Literatur

Jahrbuch für Politik: „Die Politik beschädigt sich am besten durch sich selbst“

Voller Saal in der Wagner’schen und angeregte Diskussion: auf dem Podium (v. l.) TT-Chefredakteur Alois Vahrner, Bettina Rausch (Präsidentin der Politischen Akademie der ÖVP) und OGM-Chef Wolfgang Bachmayer.
© Böhm

Das „Österreichische Jahrbuch für Politik 2021“ ist geprägt vom türkisen Blick auf Aufstieg und Fall des Sebastian Kurz. In Innsbruck wurde es präsentiert.
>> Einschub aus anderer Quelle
PR #2109, opened 2017-04-17
DCOS-14755: Fix 'read only' value alignment

jfurrow:
This PR fixes the alignment of the "read only" value in `PodStorageConfigSection`. Before we were rendering an element with class `.configuration-map-value` inside a table cell which already has padding, so the padding was doubled up.

Before:

After:

**Checklist**

### DIFF
--- a/plugins/services/src/js/service-configuration/PodStorageConfigSection.js
+++ b/plugins/services/src/js/service-configuration/PodStorageConfigSection.js
@@ -5,8 +5,6 @@ import ConfigurationMapHeading
 import ConfigurationMapSection
   from "#SRC/js/components/ConfigurationMapSection";
 
-import ConfigurationMapBooleanValue
-  from "../components/ConfigurationMapBooleanValue";
 import ConfigurationMapTable from "../components/ConfigurationMapTable";
 import ServiceConfigDisplayUtil from "../utils/ServiceConfigDisplayUtil";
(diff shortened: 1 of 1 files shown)


plugins/services/src/js/service-configuration/PodStorageConfigSection.js
```diff
@@ -26,11 +25,11 @@ class PodStorageConfigSection extends React.Component {
         heading: 'Read Only',
         prop: 'readOnly',
         render(prop, row) {
-          return (
-            <ConfigurationMapBooleanValue
-              options={BOOLEAN_OPTIONS}
-              value={row[prop]} />
-          );
+          if (row[prop]) {
+            return BOOLEAN_OPTIONS.truthy;
```
weblancaster: just making sure we are expecting to send the `TRUE` and `FALSE` as string and not booleans.

jfurrow: Yes, we want the strings here because we just want to show the words "TRUE" or "FALSE" in the UI.

weblancaster: 👍

mlunoe:
Let's rebase this and merge it when tests pass ⛵️

nLight:
Summing up labels/ship-it comments I assume it's good to be merged. I tested it and it works.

Innsbruck – Die Mitarbeiterinnen der Wagner’schen Buchhandlung in Innsbruck mussten vor Beginn der Diskussion rasch eine weitere Stuhlreihe aufstellen. Die ÖVP schien getrommelt zu haben, zahlreiche Parteiangehörige erschienen, um der – großteils – eigenen Trauerarbeit zu lauschen. Zum 45. Mal gab die Parteiakademie der ÖVP das „Jahrbuch der Politik“ heraus, dieses Mal geprägt vom türkisen Blick auf Aufstieg und Fall des Sebastian Kurz. Auf über 600 Seiten werden die Pandemie und der „Abschuss“ des jüngsten Kanzlers Österreichs behandelt, wie es im Vorwort heißt. 90 Seiten davon beansprucht der Mitherausgeber des Werks, Wolfgang Sobotka, in seinem „Leitartikel“ über den Werdegang des „gestürzten“ Kanzlers.

„Wer soll das alles lesen?“, fragte TT-Chefredakteur Alois Vahrner, der die Präsentation moderierte, seine beiden Diskutanten, Bettina Rausch, Präsidentin der Politischen Akademie, und den Meinungsforscher Wolfgang Bachmayer. „Am besten jeder“, antwortete Rausch. Denn das Buch würde eine Lücke zwischen tagesaktuellen Schlagzeilen und einer historischen Aufarbeitung von Dingen füllen, sei „ein Standardwerk österreichischer Zeitgeschichte“ – und als solches für alle Politik-Interessierten spannend.

Tatsächlich handelt der zweite große Themenblock von der Pandemie, den Fehlern und Erfolgen in ihrer Bekämpfung und den Auswirkungen auf die Gesellschaft. „Zu Pandemiebeginn“, erklärt Bachmayer, Geschäftsführer des OGM-Instituts, „hat sich das Vertrauen in die Politiker auf einem Allzeithoch befunden.“ Heute sei es so niedrig wie nie zuvor. Dazwischen liegen zwei Jahre Corona.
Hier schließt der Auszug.